### What is needed
Reproduce all of the data, making sure that no line differs from the original.

[[ Records provided, beginning ]]

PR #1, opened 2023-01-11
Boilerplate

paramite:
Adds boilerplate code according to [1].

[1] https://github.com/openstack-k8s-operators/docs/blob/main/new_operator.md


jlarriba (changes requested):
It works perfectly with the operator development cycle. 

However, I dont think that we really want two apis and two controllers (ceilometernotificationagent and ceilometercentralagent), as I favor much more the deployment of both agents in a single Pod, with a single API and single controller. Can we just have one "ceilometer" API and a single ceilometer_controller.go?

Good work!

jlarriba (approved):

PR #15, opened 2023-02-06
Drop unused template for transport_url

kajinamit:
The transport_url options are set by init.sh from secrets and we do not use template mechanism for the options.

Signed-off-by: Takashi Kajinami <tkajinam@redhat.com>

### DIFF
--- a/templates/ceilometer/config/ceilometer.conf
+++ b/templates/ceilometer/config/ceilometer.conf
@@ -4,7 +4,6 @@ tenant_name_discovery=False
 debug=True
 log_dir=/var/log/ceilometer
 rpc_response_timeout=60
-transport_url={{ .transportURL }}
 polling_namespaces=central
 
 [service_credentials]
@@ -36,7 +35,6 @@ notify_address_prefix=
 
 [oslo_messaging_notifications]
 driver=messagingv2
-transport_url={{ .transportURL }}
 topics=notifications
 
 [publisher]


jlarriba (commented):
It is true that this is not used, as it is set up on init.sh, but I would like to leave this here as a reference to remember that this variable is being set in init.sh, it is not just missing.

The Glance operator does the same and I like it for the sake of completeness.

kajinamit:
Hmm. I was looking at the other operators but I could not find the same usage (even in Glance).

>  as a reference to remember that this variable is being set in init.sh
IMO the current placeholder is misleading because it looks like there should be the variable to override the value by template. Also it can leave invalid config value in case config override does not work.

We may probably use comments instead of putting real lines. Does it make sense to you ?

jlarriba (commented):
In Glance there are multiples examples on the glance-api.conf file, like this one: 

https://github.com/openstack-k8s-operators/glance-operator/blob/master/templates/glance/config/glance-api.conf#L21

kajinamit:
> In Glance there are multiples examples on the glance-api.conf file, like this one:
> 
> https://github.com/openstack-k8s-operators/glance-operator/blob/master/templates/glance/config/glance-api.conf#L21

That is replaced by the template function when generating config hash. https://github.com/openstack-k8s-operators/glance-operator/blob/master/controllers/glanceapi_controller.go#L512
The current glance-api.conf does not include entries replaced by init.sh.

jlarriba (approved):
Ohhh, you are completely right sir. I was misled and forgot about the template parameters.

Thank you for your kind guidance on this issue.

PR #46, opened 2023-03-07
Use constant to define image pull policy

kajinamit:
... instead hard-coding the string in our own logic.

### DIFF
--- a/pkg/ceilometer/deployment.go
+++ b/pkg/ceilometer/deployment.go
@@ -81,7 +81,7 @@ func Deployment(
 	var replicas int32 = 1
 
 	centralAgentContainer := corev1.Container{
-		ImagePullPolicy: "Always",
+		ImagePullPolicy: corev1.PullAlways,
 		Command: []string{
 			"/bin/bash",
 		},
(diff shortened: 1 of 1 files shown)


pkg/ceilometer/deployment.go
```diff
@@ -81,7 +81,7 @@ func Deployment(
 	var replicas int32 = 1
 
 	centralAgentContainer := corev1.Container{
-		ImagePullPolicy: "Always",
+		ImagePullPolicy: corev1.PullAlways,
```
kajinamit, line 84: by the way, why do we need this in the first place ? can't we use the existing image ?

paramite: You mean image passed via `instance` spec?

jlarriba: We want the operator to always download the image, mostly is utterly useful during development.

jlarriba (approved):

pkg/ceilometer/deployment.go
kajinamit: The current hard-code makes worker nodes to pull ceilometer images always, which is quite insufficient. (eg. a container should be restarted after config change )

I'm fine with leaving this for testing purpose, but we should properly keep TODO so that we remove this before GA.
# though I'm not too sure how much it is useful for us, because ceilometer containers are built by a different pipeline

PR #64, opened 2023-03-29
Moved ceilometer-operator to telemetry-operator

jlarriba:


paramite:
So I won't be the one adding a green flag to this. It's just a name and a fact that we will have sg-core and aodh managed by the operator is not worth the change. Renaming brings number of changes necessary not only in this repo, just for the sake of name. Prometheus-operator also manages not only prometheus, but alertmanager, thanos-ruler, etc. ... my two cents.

[[ Records provided, end ]]

### Answer to this problem
PR #1, opened 2023-01-11
Boilerplate

paramite:
Adds boilerplate code according to [1].

[1] https://github.com/openstack-k8s-operators/docs/blob/main/new_operator.md


jlarriba (changes requested):
It works perfectly with the operator development cycle. 

However, I dont think that we really want two apis and two controllers (ceilometernotificationagent and ceilometercentralagent), as I favor much more the deployment of both agents in a single Pod, with a single API and single controller. Can we just have one "ceilometer" API and a single ceilometer_controller.go?

Good work!

jlarriba (approved):

PR #15, opened 2023-02-06
Drop unused template for transport_url

kajinamit:
The transport_url options are set by init.sh from secrets and we do not use template mechanism for the options.

Signed-off-by: Takashi Kajinami <tkajinam@redhat.com>

### DIFF
--- a/templates/ceilometer/config/ceilometer.conf
+++ b/templates/ceilometer/config/ceilometer.conf
@@ -4,7 +4,6 @@ tenant_name_discovery=False
 debug=True
 log_dir=/var/log/ceilometer
 rpc_response_timeout=60
-transport_url={{ .transportURL }}
 polling_namespaces=central
 
 [service_credentials]
@@ -36,7 +35,6 @@ notify_address_prefix=
 
 [oslo_messaging_notifications]
 driver=messagingv2
-transport_url={{ .transportURL }}
 topics=notifications
 
 [publisher]


jlarriba (commented):
It is true that this is not used, as it is set up on init.sh, but I would like to leave this here as a reference to remember that this variable is being set in init.sh, it is not just missing.

The Glance operator does the same and I like it for the sake of completeness.

kajinamit:
Hmm. I was looking at the other operators but I could not find the same usage (even in Glance).

>  as a reference to remember that this variable is being set in init.sh
IMO the current placeholder is misleading because it looks like there should be the variable to override the value by template. Also it can leave invalid config value in case config override does not work.

We may probably use comments instead of putting real lines. Does it make sense to you ?

jlarriba (commented):
In Glance there are multiples examples on the glance-api.conf file, like this one: 

https://github.com/openstack-k8s-operators/glance-operator/blob/master/templates/glance/config/glance-api.conf#L21

kajinamit:
> In Glance there are multiples examples on the glance-api.conf file, like this one:
> 
> https://github.com/openstack-k8s-operators/glance-operator/blob/master/templates/glance/config/glance-api.conf#L21

That is replaced by the template function when generating config hash. https://github.com/openstack-k8s-operators/glance-operator/blob/master/controllers/glanceapi_controller.go#L512
The current glance-api.conf does not include entries replaced by init.sh.

jlarriba (approved):
Ohhh, you are completely right sir. I was misled and forgot about the template parameters.

Thank you for your kind guidance on this issue.

PR #46, opened 2023-03-07
Use constant to define image pull policy

kajinamit:
... instead hard-coding the string in our own logic.

### DIFF
--- a/pkg/ceilometer/deployment.go
+++ b/pkg/ceilometer/deployment.go
@@ -81,7 +81,7 @@ func Deployment(
 	var replicas int32 = 1
 
 	centralAgentContainer := corev1.Container{
-		ImagePullPolicy: "Always",
+		ImagePullPolicy: corev1.PullAlways,
 		Command: []string{
 			"/bin/bash",
 		},
(diff shortened: 1 of 1 files shown)


pkg/ceilometer/deployment.go
```diff
@@ -81,7 +81,7 @@ func Deployment(
 	var replicas int32 = 1
 
 	centralAgentContainer := corev1.Container{
-		ImagePullPolicy: "Always",
+		ImagePullPolicy: corev1.PullAlways,
```
kajinamit, line 84: by the way, why do we need this in the first place ? can't we use the existing image ?

paramite: You mean image passed via `instance` spec?

jlarriba: We want the operator to always download the image, mostly is utterly useful during development.

jlarriba (approved):

pkg/ceilometer/deployment.go
kajinamit: The current hard-code makes worker nodes to pull ceilometer images always, which is quite insufficient. (eg. a container should be restarted after config change )

I'm fine with leaving this for testing purpose, but we should properly keep TODO so that we remove this before GA.
# though I'm not too sure how much it is useful for us, because ceilometer containers are built by a different pipeline

PR #64, opened 2023-03-29
Moved ceilometer-operator to telemetry-operator

jlarriba:


paramite:
So I won't be the one adding a green flag to this. It's just a name and a fact that we will have sg-core and aodh managed by the operator is not worth the change. Renaming brings number of changes necessary not only in this repo, just for the sake of name. Prometheus-operator also manages not only prometheus, but alertmanager, thanos-ruler, etc. ... my two cents.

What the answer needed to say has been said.